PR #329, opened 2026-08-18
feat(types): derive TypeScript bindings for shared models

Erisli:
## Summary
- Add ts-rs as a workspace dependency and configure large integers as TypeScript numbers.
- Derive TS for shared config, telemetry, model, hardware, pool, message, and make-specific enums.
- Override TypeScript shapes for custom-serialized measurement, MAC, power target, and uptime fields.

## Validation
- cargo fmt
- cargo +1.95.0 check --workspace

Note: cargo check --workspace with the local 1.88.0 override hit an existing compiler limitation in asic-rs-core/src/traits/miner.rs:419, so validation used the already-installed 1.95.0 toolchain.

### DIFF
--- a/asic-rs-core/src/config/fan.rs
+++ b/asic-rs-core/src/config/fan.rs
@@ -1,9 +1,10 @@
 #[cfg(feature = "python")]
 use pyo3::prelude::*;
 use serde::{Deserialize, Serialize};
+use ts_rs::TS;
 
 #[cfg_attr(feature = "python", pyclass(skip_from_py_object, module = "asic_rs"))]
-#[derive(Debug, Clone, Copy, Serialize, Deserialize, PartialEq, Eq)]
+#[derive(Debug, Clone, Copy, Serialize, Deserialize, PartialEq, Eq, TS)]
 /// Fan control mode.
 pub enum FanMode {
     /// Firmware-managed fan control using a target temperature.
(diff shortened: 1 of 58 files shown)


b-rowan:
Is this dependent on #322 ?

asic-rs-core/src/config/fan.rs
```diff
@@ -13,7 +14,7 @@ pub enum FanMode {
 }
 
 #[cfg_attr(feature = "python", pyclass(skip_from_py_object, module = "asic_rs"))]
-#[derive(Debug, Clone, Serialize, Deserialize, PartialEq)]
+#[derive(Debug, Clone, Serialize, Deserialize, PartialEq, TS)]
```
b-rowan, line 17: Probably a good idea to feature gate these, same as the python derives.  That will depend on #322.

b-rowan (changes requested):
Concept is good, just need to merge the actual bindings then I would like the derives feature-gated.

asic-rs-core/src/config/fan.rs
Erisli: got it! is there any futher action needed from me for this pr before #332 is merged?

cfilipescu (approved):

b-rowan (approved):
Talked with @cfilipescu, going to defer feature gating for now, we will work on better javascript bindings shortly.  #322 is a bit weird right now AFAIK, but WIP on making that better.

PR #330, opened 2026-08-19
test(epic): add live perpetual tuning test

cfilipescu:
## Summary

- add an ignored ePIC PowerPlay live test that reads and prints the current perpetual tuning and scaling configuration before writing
····················
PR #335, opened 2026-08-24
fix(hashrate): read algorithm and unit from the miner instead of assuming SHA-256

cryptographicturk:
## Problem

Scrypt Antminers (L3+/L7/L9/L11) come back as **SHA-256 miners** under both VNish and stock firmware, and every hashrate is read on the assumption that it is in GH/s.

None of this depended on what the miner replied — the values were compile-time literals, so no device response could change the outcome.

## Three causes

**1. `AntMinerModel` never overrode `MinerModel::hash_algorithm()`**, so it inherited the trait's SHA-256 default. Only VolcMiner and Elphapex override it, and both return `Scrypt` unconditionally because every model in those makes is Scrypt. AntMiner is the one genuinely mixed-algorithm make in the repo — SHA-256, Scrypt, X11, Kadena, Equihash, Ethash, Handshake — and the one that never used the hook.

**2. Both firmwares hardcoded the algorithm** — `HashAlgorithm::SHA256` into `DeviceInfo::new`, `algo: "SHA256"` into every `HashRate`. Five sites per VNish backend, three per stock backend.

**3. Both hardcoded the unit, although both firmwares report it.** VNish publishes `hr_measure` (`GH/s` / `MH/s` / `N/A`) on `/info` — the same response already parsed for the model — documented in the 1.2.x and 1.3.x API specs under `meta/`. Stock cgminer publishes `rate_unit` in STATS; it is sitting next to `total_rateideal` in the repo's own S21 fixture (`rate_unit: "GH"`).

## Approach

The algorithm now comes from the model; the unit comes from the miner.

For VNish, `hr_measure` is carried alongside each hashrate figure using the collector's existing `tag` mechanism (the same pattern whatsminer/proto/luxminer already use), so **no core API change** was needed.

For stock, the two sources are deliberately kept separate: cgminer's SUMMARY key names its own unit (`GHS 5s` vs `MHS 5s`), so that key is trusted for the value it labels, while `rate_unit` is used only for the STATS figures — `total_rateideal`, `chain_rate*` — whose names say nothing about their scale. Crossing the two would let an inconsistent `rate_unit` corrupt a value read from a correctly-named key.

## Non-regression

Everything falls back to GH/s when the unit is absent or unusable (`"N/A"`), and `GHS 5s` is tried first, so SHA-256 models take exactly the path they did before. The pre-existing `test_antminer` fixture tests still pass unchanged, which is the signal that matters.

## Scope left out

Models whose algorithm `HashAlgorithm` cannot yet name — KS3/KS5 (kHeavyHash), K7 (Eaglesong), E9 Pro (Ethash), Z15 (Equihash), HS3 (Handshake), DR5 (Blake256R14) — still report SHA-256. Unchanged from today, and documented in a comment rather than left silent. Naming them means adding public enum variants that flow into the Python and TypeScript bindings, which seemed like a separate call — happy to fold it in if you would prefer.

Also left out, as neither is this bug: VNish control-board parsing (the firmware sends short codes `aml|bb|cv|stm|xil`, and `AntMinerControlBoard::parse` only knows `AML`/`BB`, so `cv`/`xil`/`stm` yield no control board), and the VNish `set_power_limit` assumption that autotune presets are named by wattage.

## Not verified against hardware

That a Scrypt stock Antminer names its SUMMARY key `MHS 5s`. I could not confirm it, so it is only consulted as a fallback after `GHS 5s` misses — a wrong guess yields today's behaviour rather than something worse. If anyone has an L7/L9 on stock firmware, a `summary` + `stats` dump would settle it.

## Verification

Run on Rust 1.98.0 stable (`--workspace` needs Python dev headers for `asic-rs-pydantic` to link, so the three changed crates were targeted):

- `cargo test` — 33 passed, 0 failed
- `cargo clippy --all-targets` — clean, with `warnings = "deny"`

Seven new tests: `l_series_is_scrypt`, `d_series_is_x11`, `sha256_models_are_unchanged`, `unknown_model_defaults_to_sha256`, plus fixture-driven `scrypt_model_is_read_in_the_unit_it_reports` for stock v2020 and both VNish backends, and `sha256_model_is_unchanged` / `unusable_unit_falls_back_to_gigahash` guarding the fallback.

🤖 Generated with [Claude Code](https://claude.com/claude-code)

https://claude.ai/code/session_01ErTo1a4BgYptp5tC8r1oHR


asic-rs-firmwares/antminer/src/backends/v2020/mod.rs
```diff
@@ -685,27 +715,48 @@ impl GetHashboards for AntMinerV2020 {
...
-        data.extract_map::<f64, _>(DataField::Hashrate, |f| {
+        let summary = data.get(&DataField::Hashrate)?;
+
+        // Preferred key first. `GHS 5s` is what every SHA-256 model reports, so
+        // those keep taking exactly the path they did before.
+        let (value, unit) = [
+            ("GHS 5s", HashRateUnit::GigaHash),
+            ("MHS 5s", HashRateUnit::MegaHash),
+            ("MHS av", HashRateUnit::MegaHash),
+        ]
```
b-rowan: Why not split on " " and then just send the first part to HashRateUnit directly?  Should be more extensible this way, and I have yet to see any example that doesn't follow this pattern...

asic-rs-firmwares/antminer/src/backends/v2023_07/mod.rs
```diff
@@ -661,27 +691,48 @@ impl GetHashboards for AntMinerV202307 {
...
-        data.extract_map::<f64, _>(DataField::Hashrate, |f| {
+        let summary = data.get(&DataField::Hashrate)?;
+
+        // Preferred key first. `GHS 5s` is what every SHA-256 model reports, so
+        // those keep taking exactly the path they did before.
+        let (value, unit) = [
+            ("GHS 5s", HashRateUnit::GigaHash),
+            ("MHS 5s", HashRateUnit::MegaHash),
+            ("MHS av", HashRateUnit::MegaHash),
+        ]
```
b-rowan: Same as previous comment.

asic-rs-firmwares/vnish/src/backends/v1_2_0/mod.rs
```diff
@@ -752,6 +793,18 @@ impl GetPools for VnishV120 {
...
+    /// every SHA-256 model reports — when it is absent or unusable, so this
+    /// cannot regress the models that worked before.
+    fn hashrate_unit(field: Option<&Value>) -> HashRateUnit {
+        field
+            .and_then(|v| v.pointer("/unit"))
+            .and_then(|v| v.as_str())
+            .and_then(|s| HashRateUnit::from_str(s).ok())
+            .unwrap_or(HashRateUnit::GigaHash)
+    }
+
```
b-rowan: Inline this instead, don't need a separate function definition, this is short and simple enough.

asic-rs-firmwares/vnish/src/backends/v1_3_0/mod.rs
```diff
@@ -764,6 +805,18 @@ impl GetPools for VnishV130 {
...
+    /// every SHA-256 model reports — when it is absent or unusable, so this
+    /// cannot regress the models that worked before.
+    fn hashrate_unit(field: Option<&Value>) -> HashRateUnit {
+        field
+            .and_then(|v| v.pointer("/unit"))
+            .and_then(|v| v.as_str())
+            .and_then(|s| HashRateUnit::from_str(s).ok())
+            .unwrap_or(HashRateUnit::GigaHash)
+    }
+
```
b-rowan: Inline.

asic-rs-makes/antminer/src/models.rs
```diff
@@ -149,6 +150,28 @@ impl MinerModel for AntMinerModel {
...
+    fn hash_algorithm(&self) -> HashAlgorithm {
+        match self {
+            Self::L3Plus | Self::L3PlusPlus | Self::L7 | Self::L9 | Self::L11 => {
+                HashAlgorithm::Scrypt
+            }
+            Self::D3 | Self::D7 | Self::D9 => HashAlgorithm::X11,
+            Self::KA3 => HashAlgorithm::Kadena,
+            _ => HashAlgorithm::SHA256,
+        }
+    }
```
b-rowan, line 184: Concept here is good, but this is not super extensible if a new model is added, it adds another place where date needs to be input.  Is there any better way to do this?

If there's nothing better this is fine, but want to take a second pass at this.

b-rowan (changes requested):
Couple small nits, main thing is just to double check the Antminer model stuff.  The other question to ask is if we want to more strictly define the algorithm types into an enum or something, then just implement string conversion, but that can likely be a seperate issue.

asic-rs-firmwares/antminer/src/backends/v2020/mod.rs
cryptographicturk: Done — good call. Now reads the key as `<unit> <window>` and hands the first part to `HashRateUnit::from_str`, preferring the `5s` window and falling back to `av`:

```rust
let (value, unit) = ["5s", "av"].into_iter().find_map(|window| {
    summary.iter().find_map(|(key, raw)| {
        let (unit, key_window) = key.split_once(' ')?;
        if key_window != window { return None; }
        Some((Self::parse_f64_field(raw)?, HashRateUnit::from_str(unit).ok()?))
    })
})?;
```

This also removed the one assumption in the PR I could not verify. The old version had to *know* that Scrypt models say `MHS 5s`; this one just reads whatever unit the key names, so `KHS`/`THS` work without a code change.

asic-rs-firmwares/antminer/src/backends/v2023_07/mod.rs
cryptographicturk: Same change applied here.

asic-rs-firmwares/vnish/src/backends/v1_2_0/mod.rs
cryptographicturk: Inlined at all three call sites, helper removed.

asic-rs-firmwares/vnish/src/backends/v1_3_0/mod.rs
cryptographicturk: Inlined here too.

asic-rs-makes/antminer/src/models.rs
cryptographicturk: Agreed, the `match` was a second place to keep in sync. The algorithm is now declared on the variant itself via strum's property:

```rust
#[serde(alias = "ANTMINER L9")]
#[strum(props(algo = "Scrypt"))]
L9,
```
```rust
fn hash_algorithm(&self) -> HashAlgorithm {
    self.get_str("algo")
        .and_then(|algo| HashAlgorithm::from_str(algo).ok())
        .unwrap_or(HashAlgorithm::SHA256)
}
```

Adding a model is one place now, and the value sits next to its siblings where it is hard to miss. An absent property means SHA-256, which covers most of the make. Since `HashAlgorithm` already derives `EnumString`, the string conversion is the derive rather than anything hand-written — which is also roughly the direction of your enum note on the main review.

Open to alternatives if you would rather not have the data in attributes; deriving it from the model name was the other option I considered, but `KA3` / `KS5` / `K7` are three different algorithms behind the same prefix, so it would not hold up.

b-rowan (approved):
····················
A single number is expected: how many lines in the records contain the string "nothing".

YOUR SOLUTION
2